PR #47, opened 2024-03-20
help panel implementation

### LINKED ISSUE #11: Create a help panel
Add a panel that contains the list of keybindings with an explanation on what they do.

The panel would occupy on the whole screen, and its visibility would be toggled using a key (such as `h`).

Siddhi-agg:
Resolves #11. As advised by you, I have created a new PR because of the merge conflicts in the older one #35 .

### DIFF
--- a/lib/interactive_viewer.ml
+++ b/lib/interactive_viewer.ml
@@ -69,6 +69,7 @@ let navigate z_patches (dir : direction) : unit =
   | Next -> Lwd.set z_patches (Zipper.next z)
 
 let quit = Lwd.var false
+let help = Lwd.var false
 
 let additions_and_removals lines =
   let add_line (additions, removals) line =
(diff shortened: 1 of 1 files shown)


lib/interactive_viewer.ml
```diff
@@ -104,6 +105,16 @@ let change_summary z_patches : ui Lwd.t =
   W.string ~attr:Notty.A.(fg lightcyan) operation_count
 
 let view (patches : Patch.t list) =
+  let help_panel =
+    Ui.vcat
+      [
+        W.string "Help Panel:\n";
+        W.string "h:   Toggle the help panel";
```
panglesd, line 112: `h` does not actually _toggle_ the help panel. Instead, one has to use `q` to get out of the help panel.

I would prefer the "toggling" mechanism advertised than the "`q` to quit help panel" currently implemented!

panglesd (approved):
Other than the small comments below, this is very good! I'll merge as soon as you've addressed the comments.

lib/interactive_viewer.ml
Siddhi-agg: @panglesd In my last PR for the same issue, I was asked to set ```q``` for exiting the help panel by @Julow. So do you want me to set ```h``` for toggling the help panel and when the help panel is open, ```q``` to do nothing ?

panglesd: Oh, yes he did say it! Sorry for the disorder.
Let's keep what @Julow told you to do! However, let's have the description match. So `h` should be described as "opening" not "toggling" the help panel.

Siddhi-agg:
@panglesd I have implemented the changes you requested. Hope the PR is good now :)

panglesd (approved):
Thanks a lot for your contribution!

> [Problem] Only the lines from the beginning of the entries through the line bearing "Add a panel" should be returned, each exactly as written.

> [Response]
PR #47, opened 2024-03-20
help panel implementation

### LINKED ISSUE #11: Create a help panel
Add a panel that contains the list of keybindings with an explanation on what they do.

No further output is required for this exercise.